Study material =
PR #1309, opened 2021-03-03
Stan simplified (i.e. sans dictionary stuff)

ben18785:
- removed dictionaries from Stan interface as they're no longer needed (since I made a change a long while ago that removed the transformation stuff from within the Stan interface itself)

---

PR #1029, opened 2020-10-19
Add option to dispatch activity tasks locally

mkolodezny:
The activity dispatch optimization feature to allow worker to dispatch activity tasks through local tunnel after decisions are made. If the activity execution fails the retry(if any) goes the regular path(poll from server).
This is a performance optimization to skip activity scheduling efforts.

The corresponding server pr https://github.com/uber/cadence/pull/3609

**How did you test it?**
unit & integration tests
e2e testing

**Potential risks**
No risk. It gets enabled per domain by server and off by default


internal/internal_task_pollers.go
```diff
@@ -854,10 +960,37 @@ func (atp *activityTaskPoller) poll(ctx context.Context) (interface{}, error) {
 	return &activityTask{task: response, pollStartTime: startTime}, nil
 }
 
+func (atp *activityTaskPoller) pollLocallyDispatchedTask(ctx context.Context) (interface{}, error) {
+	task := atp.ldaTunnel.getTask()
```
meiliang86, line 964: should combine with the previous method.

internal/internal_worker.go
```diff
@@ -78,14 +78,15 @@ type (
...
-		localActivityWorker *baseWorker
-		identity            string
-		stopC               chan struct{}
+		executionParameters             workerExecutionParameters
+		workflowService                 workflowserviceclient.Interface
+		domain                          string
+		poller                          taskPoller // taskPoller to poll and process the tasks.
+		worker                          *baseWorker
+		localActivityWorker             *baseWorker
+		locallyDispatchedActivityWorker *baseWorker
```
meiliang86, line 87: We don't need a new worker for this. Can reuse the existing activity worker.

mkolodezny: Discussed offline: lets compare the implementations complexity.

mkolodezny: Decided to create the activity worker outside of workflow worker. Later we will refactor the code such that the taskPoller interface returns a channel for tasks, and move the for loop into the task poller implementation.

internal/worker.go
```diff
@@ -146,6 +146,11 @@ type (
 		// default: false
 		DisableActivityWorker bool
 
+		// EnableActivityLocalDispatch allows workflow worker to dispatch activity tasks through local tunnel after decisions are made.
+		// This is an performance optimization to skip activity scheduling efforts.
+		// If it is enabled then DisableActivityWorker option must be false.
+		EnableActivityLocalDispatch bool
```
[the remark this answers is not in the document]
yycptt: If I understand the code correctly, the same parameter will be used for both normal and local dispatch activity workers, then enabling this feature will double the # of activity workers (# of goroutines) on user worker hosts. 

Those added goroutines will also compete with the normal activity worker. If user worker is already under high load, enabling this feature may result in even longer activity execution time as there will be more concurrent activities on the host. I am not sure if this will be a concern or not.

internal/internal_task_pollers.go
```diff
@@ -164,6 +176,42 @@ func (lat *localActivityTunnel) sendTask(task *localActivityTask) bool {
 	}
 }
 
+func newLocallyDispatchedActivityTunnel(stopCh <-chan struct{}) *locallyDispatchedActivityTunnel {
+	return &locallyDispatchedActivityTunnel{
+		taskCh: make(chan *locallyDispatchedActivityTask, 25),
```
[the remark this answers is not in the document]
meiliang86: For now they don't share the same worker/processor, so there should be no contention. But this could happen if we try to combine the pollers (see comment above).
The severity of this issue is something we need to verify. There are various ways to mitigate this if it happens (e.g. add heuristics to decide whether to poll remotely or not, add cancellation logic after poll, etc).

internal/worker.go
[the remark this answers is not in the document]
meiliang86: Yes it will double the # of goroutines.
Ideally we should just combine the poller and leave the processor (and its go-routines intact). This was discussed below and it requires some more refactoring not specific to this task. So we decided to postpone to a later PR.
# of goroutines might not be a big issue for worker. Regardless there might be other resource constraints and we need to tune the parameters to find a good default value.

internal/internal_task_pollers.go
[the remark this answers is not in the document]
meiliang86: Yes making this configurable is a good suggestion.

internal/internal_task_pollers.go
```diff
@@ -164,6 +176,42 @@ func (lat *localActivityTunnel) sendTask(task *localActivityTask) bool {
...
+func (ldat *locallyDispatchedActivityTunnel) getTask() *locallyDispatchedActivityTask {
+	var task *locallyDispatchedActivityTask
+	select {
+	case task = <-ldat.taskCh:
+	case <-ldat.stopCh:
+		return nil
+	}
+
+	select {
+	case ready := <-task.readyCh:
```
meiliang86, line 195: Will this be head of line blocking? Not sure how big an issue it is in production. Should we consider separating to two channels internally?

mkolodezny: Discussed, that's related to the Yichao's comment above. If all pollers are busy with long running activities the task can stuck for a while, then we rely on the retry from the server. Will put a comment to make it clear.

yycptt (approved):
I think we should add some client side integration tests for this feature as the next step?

==

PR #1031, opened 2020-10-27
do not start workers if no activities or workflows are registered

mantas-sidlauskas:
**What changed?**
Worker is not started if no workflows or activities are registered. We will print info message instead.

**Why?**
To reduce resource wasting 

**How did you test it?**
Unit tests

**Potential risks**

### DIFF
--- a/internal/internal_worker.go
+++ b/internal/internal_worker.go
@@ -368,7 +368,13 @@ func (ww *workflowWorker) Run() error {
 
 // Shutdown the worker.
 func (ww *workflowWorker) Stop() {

Work instructions = Above are some lines. Repeat exactly, and only, those from the line that has "PR #1309, opened 2021-03-03" through the line that has "- removed dictionaries".

Exercise result =
PR #1309, opened 2021-03-03
Stan simplified (i.e. sans dictionary stuff)

ben18785:
- removed dictionaries from Stan interface as they're no longer needed (since I made a change a long while ago that removed the transformation stuff from within the Stan interface itself)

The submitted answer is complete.